There had been a myth for eggs being high in dietary cholesterol (one yolk contains about 60% of your daily allotment), are now embraced as a healthy source of protein and nutrients like vitamin D

5) Watermelon - 

As its name suggests, watermelon is an excellent way to hydrate in the morning. What's less well known is this juicy fruit is among the best sources of lycopene—a nutrient found in red fruits and vegetables that's important for vision, heart health, and cancer prevention.

Best of all, watermelon contains just 40 calories per cup, landing it on lists of so-called negative-calorie foods that supposedly burn more calories during digestion than they add in. (Actually, it's a bit more complicated than that, but that's no reason to not eat watermelon!)


6) Blueberries - 




Fresh or frozen, these tiny super fruits pack a big antioxidant punch. Or better yet, a flurry of punches: Studies suggest that eating blueberries regularly can help improve everything from memory and motor skills to blood pressure and metabolism. (Wild blueberries, in particular, have one of the highest concentrations of the powerful antioxidants known as anthocyanins.)

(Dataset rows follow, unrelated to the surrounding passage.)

PR #3437, opened 2023-02-10
compiler: zero struct padding during map operations

### LINKED ISSUE #3358: map delete not finding keys when value is largeish, key hash seems to be incorrect
I am currently debugging this code that tries to delete the keys in a map (to empty it while retaining bucket storage)

https://github.com/corazawaf/coraza/blob/v3/dev/internal/corazawaf/rulegroup.go#L105

(for the below, note that I tried copying the keys into a slice before deleting to see if it was iterator+delete behavior problem but it was all the same so simplified back to normal map iteration).

I noticed a memory leak and after adding `if len(transformationCache) > 0 { panic }` after the deletion could verify that the map wasn't getting cleared with tinygo wasm. It works fine with Go.

I have added this instrumentation to hashmap.go

https://github.com/anuraaga/tinygo/compare/custom-gc...anuraaga:tinygo:hashmapdelete-debug?expand=1

And shrunk down the test to similar one as last time

https://github.com/corazawaf/coraza-proxy-wasm/compare/main...anuraaga:coraza-1225?expand=1#diff-173fbfd8d8844658344b121461b4290d0a85230caae9825240705df8130e8b75R33
`~/go/bin/tinygo build -scheduler=none -target=wasi -opt=2 -o mapbench.wasm`

The debug output looks something like this

```
hashmapBinaryGet 0x0001019c 0x0000ffd0 16 1666840535
could find key
hashmapBinaryDelete 0x0001019c 0x0000ffb8 16 1666840535
delete could find key 0x0001019c 0x0000ffb8 1666840535
hashmapBinaryGet 0x0001019c 0x0000ffd0 16 1666840535
couldn't find key
```

The key address for get is `0x0000ffd0` and delete is `0x0000ffb8`. That being said the hash is the same in this example so it's being able to clear the map but with the same instrumentation when looking at the output for the original coraza code, the hash values were also different. I'm not sure why I wasn't able to reproduce this hash value difference, but either way, the key is in a local variable `k`, which there is only one of, so intuitively I suppose those addresses must be the same and the difference is unexpected.

One weird thing I found while making the repro is it seems the value struct needs to be more than 2 strings worth of size to exhibit the behavior - with three fields, get and delete have different addresses, while with two fields they are the same.

Looked through the code in `hashmap.go` and `map.go` (compiler) and couldn't see anything suspicious, the code paths for get/lookup vs delete look basically the same for both, but the difference does cause our real-world code to fail with the map not being cleared. With the code looking the same, the issue may be in IR reduction?

Note the above simpleish test case approach is also applied to the real world code here (which is where I was observing the address+key value difference)

https://github.com/corazawaf/coraza/compare/v3/dev...anuraaga:scratch?expand=1

The output looks like this (we can see the different hash values)

```
[2022-12-28 04:04:56.210312][25][info][wasm] [source/extensions/common/wasm/context.cc:1170] wasm log coraza-filter my_vm_id: hashmapBinaryGet 0x09887b70 0x0000fb98 16 2748313615
[2022-12-28 04:04:56.210312][25][info][wasm] [source/extensions/common/wasm/context.cc:1170] wasm log coraza-filter my_vm_id: could find key
[2022-12-28 04:04:56.210312][25][info][wasm] [source/extensions/common/wasm/context.cc:1170] wasm log coraza-filter my_vm_id: hashmapBinaryDelete 0x09887b70 0x0000fbf8 16 3003228291
[2022-12-28 04:04:56.210313][25][info][wasm] [source/extensions/common/wasm/context.cc:1170] wasm log coraza-filter my_vm_id: delete couldn't find key 0x09887b70
[2022-12-28 04:04:56.210313][25][info][wasm] [source/extensions/common/wasm/context.cc:1170] wasm log coraza-filter my_vm_id: hashmapBinaryGet 0x09887b70 0x0000fb98 16 2748313615
[2022-12-28 04:04:56.210314][25][info][wasm] [source/extensions/common/wasm/context.cc:1170] wasm log coraza-filter my_vm_id: could find key
```

dgryski:
Fixes #3358

### DIFF
--- a/compiler/map.go
+++ b/compiler/map.go
@@ -325,7 +325,14 @@ func (b *builder) zeroUndefBytes(llvmType llvm.Type, ptr llvm.Value) error {
 			if fieldEndOffset != nextOffset {
 				n := llvm.ConstInt(b.uintptrType, nextOffset-fieldEndOffset, false)
 				llvmStoreSize := llvm.ConstInt(b.uintptrType, storeSize, false)
-				paddingStart := b.CreateInBoundsGEP(b.i8ptrType, elemPtr, []llvm.Value{llvmStoreSize}, "")
+				gepPtr := elemPtr
+				if gepPtr.Type() != b.i8ptrType {
+					gepPtr = b.CreateBitCast(gepPtr, b.i8ptrType, "") // LLVM 14
+				}
+				paddingStart := b.CreateInBoundsGEP(b.ctx.Int8Type(), gepPtr, []llvm.Value{llvmStoreSize}, "")
+				if paddingStart.Type() != b.i8ptrType {
+					paddingStart = b.CreateBitCast(paddingStart, b.i8ptrType, "") // LLVM 14
+				}
 				b.createRuntimeCall("memzero", []llvm.Value{paddingStart, n}, "")
 			}
 		}
--- a/compiler/map.go
+++ b/compiler/map.go
@@ -89,6 +89,7 @@ func (b *builder) createMapLookup(keyType, valueType types.Type, m, key llvm.Val
 		// growth.
 		mapKeyAlloca, mapKeyPtr, mapKeySize := b.createTemporaryAlloca(key.Type(), "hashmap.key")
 		b.CreateStore(key, mapKeyAlloca)
+		b.zeroUndefBytes(b.getLLVMType(keyType), mapKeyAlloca)
 		// Fetch the value from the hashmap.
 		params := []llvm.Value{m, mapKeyPtr, mapValuePtr, mapValueSize}
 		commaOkValue = b.createRuntimeCall("hashmapBinaryGet", params, "")
@@ -133,6 +134,7 @@ func (b *builder) createMapUpdate(keyType types.Type, m, key, value llvm.Value, 
 		// key can be compared with runtime.memequal
 		keyAlloca, keyPtr, keySize := b.createTemporaryAlloca(key.Type(), "hashmap.key")
 		b.CreateStore(key, keyAlloca)
+		b.zeroUndefBytes(b.getLLVMType(keyType), keyAlloca)
 		params := []llvm.Value{m, keyPtr, valuePtr}
 		b.createRuntimeCall("hashmapBinarySet", params, "")
 		b.emitLifetimeEnd(keyPtr, keySize)
@@ -161,6 +163,7 @@ func (b *builder) createMapDelete(keyType types.Type, m, key llvm.Value, pos tok
 	} else if hashmapIsBinaryKey(keyType) {
 		keyAlloca, keyPtr, keySize := b.createTemporaryAlloca(key.Type(), "hashmap.key")
 		b.CreateStore(key, keyAlloca)
+		b.zeroUndefBytes(b.getLLVMType(keyType), keyAlloca)
 		params := []llvm.Value{m, keyPtr}
 		b.createRuntimeCall("hashmapBinaryDelete", params, "")
 		b.emitLifetimeEnd(keyPtr, keySize)
@@ -240,7 +243,8 @@ func (b *builder) createMapIteratorNext(rangeVal ssa.Value, llvmRangeVal, it llv
 }
 
 // Returns true if this key type does not contain strings, interfaces etc., so
-// can be compared with runtime.memequal.
+// can be compared with runtime.memequal.  Note that padding bytes are undef
+// and can alter two "equal" structs being equal when compared with memequal.
 func hashmapIsBinaryKey(keyType types.Type) bool {
 	switch keyType := keyType.(type) {
 	case *types.Basic:
@@ -262,4 +266,70 @@ func hashmapIsBinaryKey(keyType types.Type) bool {
 	default:
 		return false
 	}
+}
+
+func (b *builder) zeroUndefBytes(llvmType llvm.Type, ptr llvm.Value) error {
+	// We know that hashmapIsBinaryKey is true, so we only have to handle those types that can show up there.
+	// To zero all undefined bytes, we iterate over all the fields in the type.  For each element, compute the
+	// offset of that element.  If it's Basic type, there are no internal padding bytes.  For compound types, we recurse to ensure
+	// we handle nested types.  Next, we determine if there are any padding bytes before the next
+	// element and zero those as well.
+
+	zero := llvm.ConstInt(b.ctx.Int32Type(), 0, false)
+
+	switch llvmType.TypeKind() {
+	case llvm.IntegerTypeKind:
+		// no padding bytes
+		return nil
+	case llvm.PointerTypeKind:
+		// mo padding bytes
+		return nil
+	case llvm.ArrayTypeKind:
+		llvmArrayType := llvmType
+		llvmElemType := llvmType.ElementType()
+
+		for i := 0; i < llvmArrayType.ArrayLength(); i++ {
+			idx := llvm.ConstInt(b.uintptrType, uint64(i), false)
+			elemPtr := b.CreateInBoundsGEP(llvmArrayType, ptr, []llvm.Value{zero, idx}, "")
+
+			// zero any padding bytes in this element
+			b.zeroUndefBytes(llvmElemType, elemPtr)
+		}
+
+	case llvm.StructTypeKind:
+		llvmStructType := llvmType
+		numFields := llvmStructType.StructElementTypesCount()
+		llvmElementTypes := llvmStructType.StructElementTypes()
+
+		for i := 0; i < numFields; i++ {
+			idx := llvm.ConstInt(b.ctx.Int32Type(), uint64(i), false)
+			elemPtr := b.CreateInBoundsGEP(llvmStructType, ptr, []llvm.Value{zero, idx}, "")
+
+			// zero any padding bytes in this field
+			llvmElemType := llvmElementTypes[i]
+			b.zeroUndefBytes(llvmElemType, elemPtr)
+
+			// zero any padding bytes before the next field, if any
+			offset := b.targetData.ElementOffset(llvmStructType, i)
+			storeSize := b.targetData.TypeStoreSize(llvmElemType)
+			fieldEndOffset := offset + storeSize
+
+			var nextOffset uint64
+			if i < numFields-1 {
+				nextOffset = b.targetData.ElementOffset(llvmStructType, i+1)
+			} else {
+				// Last field?  Next offset is the total size of the allcoate struct.
+				nextOffset = b.targetData.TypeAllocSize(llvmStructType)
+			}
+
+			if fieldEndOffset != nextOffset {
+				n := llvm.ConstInt(b.uintptrType, nextOffset-fieldEndOffset, false)
+				llvmStoreSize := llvm.ConstInt(b.uintptrType, storeSize, false)
+				paddingStart := b.CreateInBoundsGEP(b.i8ptrType, elemPtr, []llvm.Value{llvmStoreSize}, "")
+				b.createRuntimeCall("memzero", []llvm.Value{paddingStart, n}, "")
+			}
+		}
+	}
+
+	return nil
 }
--- a/compiler/testdata/zeromap.go
+++ b/compiler/testdata/zeromap.go
@@ -1,0 +1,37 @@
+package main
+
+type hasPadding struct {
+	b1 bool
+	i  int
+	b2 bool
+}
+
+type nestedPadding struct {
+	b bool
+	hasPadding
+	i int
+}
+
+//go:noinline
+func testZeroGet(m map[hasPadding]int, s hasPadding) int {
+	return m[s]
+}
+
+//go:noinline
+func testZeroSet(m map[hasPadding]int, s hasPadding) {
+	m[s] = 5
+}
+
+//go:noinline
+func testZeroArrayGet(m map[[2]hasPadding]int, s [2]hasPadding) int {
+	return m[s]
+}
+
+//go:noinline
+func testZeroArraySet(m map[[2]hasPadding]int, s [2]hasPadding) {
+	m[s] = 5
+}
+
+func main() {
+
+}
--- a/compiler/compiler_test.go
+++ b/compiler/compiler_test.go
@@ -49,6 +49,7 @@ func TestCompiler(t *testing.T) {
 		{"goroutine.go", "cortex-m-qemu", "tasks"},
 		{"channel.go", "", ""},
 		{"gc.go", "", ""},
+		{"zeromap.go", "", ""},
 	}
 	if goMinor >= 20 {
 		tests = append(tests, testCase{"go1.20.go", "", ""})
--- a/compiler/testdata/zeromap.ll
+++ b/compiler/testdata/zeromap.ll
@@ -1,0 +1,170 @@
+; ModuleID = 'zeromap.go'
+source_filename = "zeromap.go"
+target datalayout = "e-m:e-p:32:32-p10:8:8-p20:8:8-i64:64-n32:64-S128-ni:1:10:20"
+target triple = "wasm32-unknown-wasi"
+
+%main.hasPadding = type { i1, i32, i1 }
+
+declare noalias nonnull ptr @runtime.alloc(i32, ptr, ptr) #0
+
+declare void @runtime.trackPointer(ptr nocapture readonly, ptr, ptr) #0
+
+; Function Attrs: nounwind
+define hidden void @main.init(ptr %context) unnamed_addr #1 {
+entry:
+  ret void
+}
+
+; Function Attrs: noinline nounwind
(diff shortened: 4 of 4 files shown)


dgryski:
More testing and cleanup required.  But otherwise I'm happy with this.

dgryski:
Fixes the test case from #3358.

dgryski:
Still need to come up with a proper test case to add, but I think this is ready for review otherwise.

dgryski:
@anuraaga Can you test this fix in your application?

anuraaga:
Seems to be good, thanks @dgryski!

deadprogram:
@aykevl any comments here before merge?

compiler/map.go
```diff
@@ -263,3 +267,73 @@ func hashmapIsBinaryKey(keyType types.Type) bool {
...
+		for i := int64(0); i < typ.Len(); i++ {
+			// for each element, first clear any undef bytes in the element itself
+			idx := llvm.ConstInt(b.uintptrType, uint64(i), false)
+			ptr := b.CreateGEP(llvmArrayType, base, []llvm.Value{idx}, "")
+
+			// recursively zero any padding bytes in this element
+			b.zeroUndefBytes(typ.Elem(), ptr)
+
+			// check for padding between elements
+			// TODO(dgryski): typeSizeEqualStoreSize ?
```
aykevl:
```go
			// TODO(dgryski): typeSizeEqualStoreSize ?
```

What does this mean?

compiler/map.go
```diff
@@ -263,3 +267,73 @@ func hashmapIsBinaryKey(keyType types.Type) bool {
...
+			if allocSize, storeSize := b.targetData.TypeAllocSize(llvmElemType), b.targetData.TypeStoreSize(llvmElemType); allocSize != storeSize {
+				n := llvm.ConstInt(b.uintptrType, allocSize-storeSize, false)
+				llvmSize := llvm.ConstInt(b.uintptrType, storeSize, false)
+				paddingStart := b.CreateGEP(b.ctx.Int8Type(), ptr, []llvm.Value{llvmSize}, "")
+				b.createRuntimeCall("memzero", []llvm.Value{paddingStart, n}, "")
+			}
```
aykevl: Can you give an example when this is necessary? I can't think of a case where array elements leave extra space after the element.

compiler/map.go
```diff
@@ -263,3 +267,73 @@ func hashmapIsBinaryKey(keyType types.Type) bool {
...
+		}
+
+	case *types.Struct:
+		llvmStructType := b.getLLVMType(typ)
+		base := ptr
+
+		for i := 0; i < typ.NumFields(); i++ {
+			offset := b.targetData.ElementOffset(llvmStructType, int(i))
+			llvmOffset := llvm.ConstInt(b.uintptrType, offset, false)
+			ptr := b.CreateGEP(b.ctx.Int8Type(), base, []llvm.Value{llvmOffset}, "")
```
aykevl: Suggestion (I think this is less confusing):

```suggestion
			elemPtr := b.CreateGEP(b.ctx.Int8Type(), ptr, []llvm.Value{llvmOffset}, "")
```

aykevl (commented):
This PR should really get some tests. Perhaps in a new compiler/testdata/map.go, with tests like:

```go
type paddedStruct struct {
    byte a
    int  b
}
func storeToPaddedStruct(m map[paddedStruct]int, key paddedStruct {
    m[key] = 3
}
```

(Didn't test this code and whether it reproduces the issue, but I think it does).

Also a suggestion: you could use LLVM types throughout instead of Go types. That is, use `llvm.Type` instead of `types.Type` for the `typ` parameter. That might be a little bit more reliable as it certainly catches all types that need explicit zeroing for the padding (in case a Go type is ever implemented as a struct with padding).
The zeroing algorithm itself looks reasonable to me.

compiler/map.go
dgryski: This was a reminder to myself to see if I could use `bool llvm::DataLayout::typeSizeEqualsStoreSize()` but it's not exported by `go-llvm`, so I'd need to patch that first.

compiler/map.go
dgryski: You're probably right.  I think I was doing this late at night and now I'm pretty sure the reason I thought I needed to do this was wrong: struct types will be padded to their largest alignment, so consecutive array elements will always be safe and not need any extra padding between them.  I'll remove this.

dgryski:
I'll update this to to use llvm types instead of Go types.

Also I tried to create a unit test for this, and while I *could* create a case where I was accessing a map with a padded struct, I couldn't cause it to have non-zero padding bytes.

dgryski:
I think I addressed all the issues.  Need to run this through the test corpus.  Still need to write an actual test.

aykevl:
Thinking some more, I think you also need to zero the end of structs. For example, with this one:

```go
type someStruct struct {
    a float32
    b char
}
```
This struct is 8 bytes, but only the first 5 are written to.

> Also I tried to create a unit test for this, and while I could create a case where I was accessing a map with a padded struct, I couldn't cause it to have non-zero padding bytes.

Unit tests would be great, but are pretty difficult in the case of undefined behavior.
What I was asking was just IR output to show the memzero calls in IR (add a Go file to compiler/testdata, add the filename to compiler/compiler_test.go, and run `go test ./compiler -update`). That also makes review a bit easier as it clearly shows the calls are inserted when needed.

dgryski:
> Thinking some more, I think you also need to zero the end of structs. For example, with this one:

Ah yes.  When I was looking at the code I assumed that `keySize` ended up being the store size, *not* the alloc size. So indeed I'm missing those bytes.  I'll fix this.

dgryski:
Now with a unit test.  PTAL.

dgryski:
Passes the test corpus, which is always nice.

compiler/map.go
```diff
@@ -263,3 +267,71 @@ func hashmapIsBinaryKey(keyType types.Type) bool {
...
+	case llvm.PointerTypeKind:
+		// mo padding bytes
+		return nil
+	case llvm.ArrayTypeKind:
+		llvmArrayType := llvmType
+		llvmElemType := llvmType.ElementType()
+
+		for i := 0; i < llvmArrayType.ArrayLength(); i++ {
+			idx := llvm.ConstInt(b.uintptrType, uint64(i), false)
+			elemPtr := b.CreateGEP(llvmArrayType, ptr, []llvm.Value{idx}, "")
```
aykevl: You can use `CreateInBoundsGEP` here (and other places in this PR), because you know the GEP is going to be in bounds. ("in bounds", as I understand it, basically means you are 100% sure the pointer is still pointing inside the allocated object - in this case, the alloca).

Also, I believe you need to add a zero index as the first index parameter to the GEP, like here:

https://github.com/tinygo-org/tinygo/blob/0d56dee00f49bd50eb373c02c30062a75ec28f10/compiler/compiler.go#L2020-L2021

More information: https://llvm.org/docs/GetElementPtr.html

compiler/map.go
```diff
@@ -263,3 +267,71 @@ func hashmapIsBinaryKey(keyType types.Type) bool {
...
+			// zero any padding bytes in this element
+			b.zeroUndefBytes(llvmElemType, elemPtr)
+		}
+
+	case llvm.StructTypeKind:
+		llvmStructType := llvmType
+		numFields := llvmStructType.StructElementTypesCount()
+		llvmElementTypes := llvmStructType.StructElementTypes()
+
+		for i := 0; i < llvmStructType.StructElementTypesCount(); i++ {
```
aykevl: Suggestion, I think this looks better:

```suggestion
		for i := 0; i < numFields; i++ {
```

Or even:

```suggestion
		for i, llvmElemType := range llvmElementTypes {
```

compiler/map.go
```diff
@@ -263,3 +267,71 @@ func hashmapIsBinaryKey(keyType types.Type) bool {
...
+			offset := b.targetData.ElementOffset(llvmStructType, i)
+			llvmOffset := llvm.ConstInt(b.uintptrType, offset, false)
+			elemPtr := b.CreateGEP(b.ctx.Int8Type(), ptr, []llvm.Value{llvmOffset}, "")
```
aykevl: This line will likely lead to a verifier failure in LLVM 14. To fix it, you need to cast `ptr` to an `i8*`. You can use `b.CreateBitCast(ptr, b.i8ptrType, "")` to cast the pointer type. And cast back to the pointer element type after the GEP.

compiler/map.go
```diff
@@ -263,3 +267,71 @@ func hashmapIsBinaryKey(keyType types.Type) bool {
...
+
+			// zero any padding bytes in this field
+			llvmElemType := llvmElementTypes[i]
+			b.zeroUndefBytes(llvmElemType, elemPtr)
+
+			// zero any padding bytes before the next field, if any
+			if i < numFields-1 {
+				nextOffset := b.targetData.ElementOffset(llvmStructType, i+1)
+				if storeSize := b.targetData.TypeStoreSize(llvmElemType); offset+storeSize != nextOffset {
+					n := llvm.ConstInt(b.uintptrType, nextOffset-(offset+storeSize), false)
```
aykevl: Suggestion. Doing the calculation only once may be easier to read.

```suggestion
				gap := nextOffset-(offset+b.targetData.TypeStoreSize(llvmElemType))
				if gap > 0 {
					n := llvm.ConstInt(b.uintptrType, gap, false)
```

compiler/map.go
```diff
@@ -263,3 +267,71 @@ func hashmapIsBinaryKey(keyType types.Type) bool {
...
+					llvmSize := llvm.ConstInt(b.uintptrType, storeSize, false)
+					paddingStart := b.CreateGEP(b.ctx.Int8Type(), elemPtr, []llvm.Value{llvmSize}, "")
```
aykevl: Another GEP that will likely fail in LLVM 14.

compiler/map.go
```diff
@@ -263,3 +267,71 @@ func hashmapIsBinaryKey(keyType types.Type) bool {
...
+		allocSize := b.targetData.TypeAllocSize(llvmStructType)
+		lastElemOffset := b.targetData.ElementOffset(llvmStructType, numFields-1)
+		lastElemStore := b.targetData.TypeStoreSize(llvmElementTypes[numFields-1])
+
+		if allocSize != lastElemOffset+lastElemStore {
+			n := llvm.ConstInt(b.uintptrType, allocSize-(lastElemOffset+lastElemStore), false)
+			llvmSize := llvm.ConstInt(b.uintptrType, lastElemOffset+lastElemStore, false)
+			paddingStart := b.CreateGEP(b.ctx.Int8Type(), ptr, []llvm.Value{llvmSize}, "")
+			b.createRuntimeCall("memzero", []llvm.Value{paddingStart, n}, "")
+		}
```
aykevl: You could consider merging these in the for loop above, with logic like this (in pseudocode):

```
if last field:
    nextOffset = one-past-the-end of the struct
else:
    nextOffset = start offset of next field
if offset + TypeAllocSize(field) != nextOffset:
    zero padding
```

Not sure it's more readable though.

compiler/testdata/zeromap.go
```diff
@@ -0,0 +1,20 @@
...
+	var s hasPadding
+
+	for i := 0; i < 10; i++ {
+		s.b1 = i&1 == 0
+		s.i = i
+		s.b2 = i&1 == 1
+		m[s]++
+	}
+	println(len(m))
+}
```
aykevl: Suggestion: use the following code to test:

```go
func testZeroGet(m map[hasPadding]int, s hasPadding) int {
        return m[s]
}

func testZeroSet(m map[hasPadding]int, s hasPadding) {
        m[s] = 5
}
```

This makes zeromap.ll smaller and more readable while still testing the important parts (the calls to `runtime.memzero`). For example, `testZeroGet` compiles to:

```llvm
define hidden i32 @main.testZeroGet(ptr dereferenceable_or_null(40) %m, i1 %s.b1, i32 %s.i, i1 %s.b2, ptr %context) unnamed_addr #1 {
entry:
  %hashmap.key = alloca %main.hasPadding, align 8
  %hashmap.value = alloca i32, align 4
  %s = alloca %main.hasPadding, align 8
  %0 = insertvalue %main.hasPadding zeroinitializer, i1 %s.b1, 0
  %1 = insertvalue %main.hasPadding %0, i32 %s.i, 1
  %2 = insertvalue %main.hasPadding %1, i1 %s.b2, 2
  %stackalloc = alloca i8, align 1
  store %main.hasPadding zeroinitializer, ptr %s, align 8
  call void @runtime.trackPointer(ptr nonnull %s, ptr nonnull %stackalloc, ptr undef) #3
  store %main.hasPadding %2, ptr %s, align 8
  call void @llvm.lifetime.start.p0(i64 4, ptr nonnull %hashmap.value)
  call void @llvm.lifetime.start.p0(i64 12, ptr nonnull %hashmap.key)
  store %main.hasPadding %2, ptr %hashmap.key, align 8
  %3 = getelementptr inbounds i8, ptr %hashmap.key, i32 1
  call void @runtime.memzero(ptr nonnull %3, i32 3, ptr undef) #3
  %4 = getelementptr inbounds i8, ptr %hashmap.key, i32 9
  call void @runtime.memzero(ptr nonnull %4, i32 3, ptr undef) #3
  %5 = call i1 @runtime.hashmapBinaryGet(ptr %m, ptr nonnull %hashmap.key, ptr nonnull %hashmap.value, i32 4, ptr undef) #3
  call void @llvm.lifetime.end.p0(i64 12, ptr nonnull %hashmap.key)
  %6 = load i32, ptr %hashmap.value, align 4
  call void @llvm.lifetime.end.p0(i64 4, ptr nonnull %hashmap.value)
  ret i32 %6
}
```

Also, it might be worth testing an array as well (it could just be a `[2]hasPadding`).

aykevl (commented):
Have you tried running a few tests under LLVM 14? LLVM 14 still requires pointer types to match, so I think you will hit a few validation errors. (We don't really have such a test in CI, although I think it would be caught if a padded struct gets added to testdata/map.go - maybe that's a good idea anyway).

(The "Suggestion" comments are really just that, style suggestions you can apply if you like them).

dgryski:
Trying to get the `CreateBitCast` stuff to work and I keep getting `Invalid bitcast`, so that's what I'm fighting with today.

dgryski:
OK.  Switched to `CreateInBoundsGEP`, switched the upper limit of the for loop to `numFields`, simplified the unit test, combined last-field zero logic, added `zero`s to the GEP calls. I couldn't figure out how to use the `CreateBitCast` without causing verification failures. <phew>.

aykevl:
Did a quick check and this PR as-is is indeed not working in LLVM 14:

```
  %5 = getelementptr inbounds i8*, i1* %4, i64 1, !dbg !43
 i8*  call void @runtime.memzero(i8** %5, i64 7, i8* undef), !dbg !43
```

Will take a more in-depth look later.
I'm pretty sure you can reproduce this on MacOS (`brew install llvm@14`, `go install -tags=llvm14`).

dgryski:
I have LLVM 14 from checking out the reflect fixes.  I'll look at this now.

aykevl:
Didn't fully test this but it seems to fix all the verification failures for me in LLVM 14:

```diff
--- a/compiler/map.go
+++ b/compiler/map.go
@@ -325,7 +325,14 @@ func (b *builder) zeroUndefBytes(llvmType llvm.Type, ptr llvm.Value) error {
                        if fieldEndOffset != nextOffset {
                                n := llvm.ConstInt(b.uintptrType, nextOffset-fieldEndOffset, false)
                                llvmStoreSize := llvm.ConstInt(b.uintptrType, storeSize, false)
-                               paddingStart := b.CreateInBoundsGEP(b.i8ptrType, elemPtr, []llvm.Value{llvmStoreSize}, "")
+                               gepPtr := elemPtr
+                               if gepPtr.Type() != b.i8ptrType {
+                                       gepPtr = b.CreateBitCast(gepPtr, b.i8ptrType, "") // LLVM 14
+                               }
+                               paddingStart := b.CreateInBoundsGEP(b.ctx.Int8Type(), gepPtr, []llvm.Value{llvmStoreSize}, "")
+                               if paddingStart.Type() != b.i8ptrType {
+                                       paddingStart = b.CreateBitCast(paddingStart, b.i8ptrType, "") // LLVM 14
+                               }
                                b.createRuntimeCall("memzero", []llvm.Value{paddingStart, n}, "")
                        }
                }
```

aykevl:
Explanation:

> `if gepPtr.Type() != b.i8ptrType {`

Check for LLVM 14. In LLVM 14, every pointer is different (with different element types), while in LLVM 15 all pointers in the same address space are the same.

> `gepPtr = b.CreateBitCast(gepPtr, b.i8ptrType, "")`

Convert to `i8*`.

dgryski:
PTAL.

aykevl (approved):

Blueberries are also lower in calories than a lot of other fruits (they contain just 80 per cup), so you can pile them onto your cereal without worrying about your waistline.


7) Strawberries - 

"Berries are superfoods because they're so high in antioxidants without being high in calories," Giovinazzo says. One cup of strawberries, for instance, contains your full recommended daily intake of vitamin C, along with high quantities of folic acid and fiber.

Strawberries are good for your ticker, too. A 2013 study found that women were less likely to have a heart attack over an 18-year period if they ate more than three servings of strawberries or blueberries per week. (Strawberries, like blueberries, are a good source of anthocyanins.)